Stored items:
========

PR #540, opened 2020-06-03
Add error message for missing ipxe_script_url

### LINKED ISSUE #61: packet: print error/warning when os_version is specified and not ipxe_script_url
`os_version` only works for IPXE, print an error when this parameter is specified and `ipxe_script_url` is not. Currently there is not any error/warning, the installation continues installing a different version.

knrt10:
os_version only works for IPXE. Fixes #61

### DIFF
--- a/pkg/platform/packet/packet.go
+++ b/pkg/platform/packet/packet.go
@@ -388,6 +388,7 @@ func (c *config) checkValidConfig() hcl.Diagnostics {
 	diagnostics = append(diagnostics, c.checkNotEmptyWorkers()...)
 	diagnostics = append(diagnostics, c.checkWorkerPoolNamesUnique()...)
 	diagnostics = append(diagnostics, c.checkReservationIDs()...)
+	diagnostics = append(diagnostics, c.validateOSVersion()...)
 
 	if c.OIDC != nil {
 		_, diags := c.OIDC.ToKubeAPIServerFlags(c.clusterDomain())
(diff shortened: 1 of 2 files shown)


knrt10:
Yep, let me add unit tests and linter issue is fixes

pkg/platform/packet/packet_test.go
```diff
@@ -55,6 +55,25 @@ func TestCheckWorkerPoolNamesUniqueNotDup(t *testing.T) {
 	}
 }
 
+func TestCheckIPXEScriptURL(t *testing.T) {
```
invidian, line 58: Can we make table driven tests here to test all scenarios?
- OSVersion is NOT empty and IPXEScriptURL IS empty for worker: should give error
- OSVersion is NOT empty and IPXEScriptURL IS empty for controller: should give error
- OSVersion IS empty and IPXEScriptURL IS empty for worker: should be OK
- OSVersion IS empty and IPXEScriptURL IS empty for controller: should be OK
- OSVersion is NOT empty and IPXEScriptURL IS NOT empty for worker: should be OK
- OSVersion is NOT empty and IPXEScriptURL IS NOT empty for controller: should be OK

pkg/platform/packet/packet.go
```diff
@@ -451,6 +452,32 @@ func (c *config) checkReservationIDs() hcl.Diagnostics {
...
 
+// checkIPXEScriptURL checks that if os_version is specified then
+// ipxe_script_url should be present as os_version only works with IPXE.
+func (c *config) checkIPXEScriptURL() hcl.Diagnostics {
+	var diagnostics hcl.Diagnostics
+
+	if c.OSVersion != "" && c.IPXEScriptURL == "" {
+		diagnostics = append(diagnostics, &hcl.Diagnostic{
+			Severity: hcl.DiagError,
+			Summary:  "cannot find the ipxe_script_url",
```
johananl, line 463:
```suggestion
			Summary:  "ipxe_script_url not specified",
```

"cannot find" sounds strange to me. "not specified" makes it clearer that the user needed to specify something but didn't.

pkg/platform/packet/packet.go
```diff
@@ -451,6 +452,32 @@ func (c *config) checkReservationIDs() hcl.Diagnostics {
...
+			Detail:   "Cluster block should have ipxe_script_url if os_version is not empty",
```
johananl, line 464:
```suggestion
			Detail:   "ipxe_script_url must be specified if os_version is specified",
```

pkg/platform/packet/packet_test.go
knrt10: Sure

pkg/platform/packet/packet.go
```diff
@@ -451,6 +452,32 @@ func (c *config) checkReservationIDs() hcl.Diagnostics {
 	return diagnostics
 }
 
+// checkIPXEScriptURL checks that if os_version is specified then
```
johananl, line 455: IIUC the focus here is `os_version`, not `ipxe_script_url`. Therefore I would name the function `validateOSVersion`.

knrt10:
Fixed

========

What to do: All lines from the start of the entries through the line where "if c.OIDC != nil" sits should be duplicated exactly, with nothing else in the output.

Response:
PR #540, opened 2020-06-03
Add error message for missing ipxe_script_url

### LINKED ISSUE #61: packet: print error/warning when os_version is specified and not ipxe_script_url
`os_version` only works for IPXE, print an error when this parameter is specified and `ipxe_script_url` is not. Currently there is not any error/warning, the installation continues installing a different version.

knrt10:
os_version only works for IPXE. Fixes #61

### DIFF
--- a/pkg/platform/packet/packet.go
+++ b/pkg/platform/packet/packet.go
@@ -388,6 +388,7 @@ func (c *config) checkValidConfig() hcl.Diagnostics {
 	diagnostics = append(diagnostics, c.checkNotEmptyWorkers()...)
 	diagnostics = append(diagnostics, c.checkWorkerPoolNamesUnique()...)
 	diagnostics = append(diagnostics, c.checkReservationIDs()...)
+	diagnostics = append(diagnostics, c.validateOSVersion()...)
 
 	if c.OIDC != nil {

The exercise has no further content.